• **What this task involves**
Before you finish, make sure every line below has been written out exactly.

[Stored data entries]
★ ★ ★ ★ ★ ★ ★

PR #16452, opened 2020-01-28
objdetect(QR): don't introduce deprecated API, compatibility code

alalek:
relates #15338

### DIFF
--- a/modules/objdetect/include/opencv2/objdetect.hpp
+++ b/modules/objdetect/include/opencv2/objdetect.hpp
@@ -743,6 +743,43 @@ public:
             OutputArrayOfArrays straight_qrcode = noArray()
     ) const;
 
+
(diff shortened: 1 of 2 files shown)


modules/objdetect/include/opencv2/objdetect.hpp
```diff
@@ -743,6 +743,43 @@ class CV_EXPORTS_W QRCodeDetector
             OutputArrayOfArrays straight_qrcode = noArray()
     ) const;
 
+
+#ifndef CV_DOXYGEN  // COMPATIBILITY
```
mshabunin: In most cases we use doxygen directives to ignore block of code:
```.cpp
//! @cond IGNORED 
...
//! @endcond
```

alalek: Lets keep it as is - there is no benefits in that replacement.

★ ★ ★ ★ ★ ★ ★

• **Task answer**
PR #16452, opened 2020-01-28
objdetect(QR): don't introduce deprecated API, compatibility code

alalek:
relates #15338

### DIFF
--- a/modules/objdetect/include/opencv2/objdetect.hpp
+++ b/modules/objdetect/include/opencv2/objdetect.hpp
@@ -743,6 +743,43 @@ public:
             OutputArrayOfArrays straight_qrcode = noArray()
     ) const;
 
+
(diff shortened: 1 of 2 files shown)


modules/objdetect/include/opencv2/objdetect.hpp
```diff
@@ -743,6 +743,43 @@ class CV_EXPORTS_W QRCodeDetector
             OutputArrayOfArrays straight_qrcode = noArray()
     ) const;
 
+
+#ifndef CV_DOXYGEN  // COMPATIBILITY
```
mshabunin: In most cases we use doxygen directives to ignore block of code:
```.cpp
//! @cond IGNORED 
...
//! @endcond
```

alalek: Lets keep it as is - there is no benefits in that replacement.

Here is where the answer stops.